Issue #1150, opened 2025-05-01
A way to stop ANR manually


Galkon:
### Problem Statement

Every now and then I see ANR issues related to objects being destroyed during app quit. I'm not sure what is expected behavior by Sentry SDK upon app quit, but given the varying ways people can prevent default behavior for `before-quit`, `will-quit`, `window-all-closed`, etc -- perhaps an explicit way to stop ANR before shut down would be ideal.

• • • • •

● ASSIGNMENT
Type out each entry above again, exactly.

● FINISHED TASK
Issue #1150, opened 2025-05-01
A way to stop ANR manually


Galkon:
### Problem Statement

Every now and then I see ANR issues related to objects being destroyed during app quit. I'm not sure what is expected behavior by Sentry SDK upon app quit, but given the varying ways people can prevent default behavior for `before-quit`, `will-quit`, `window-all-closed`, etc -- perhaps an explicit way to stop ANR before shut down would be ideal.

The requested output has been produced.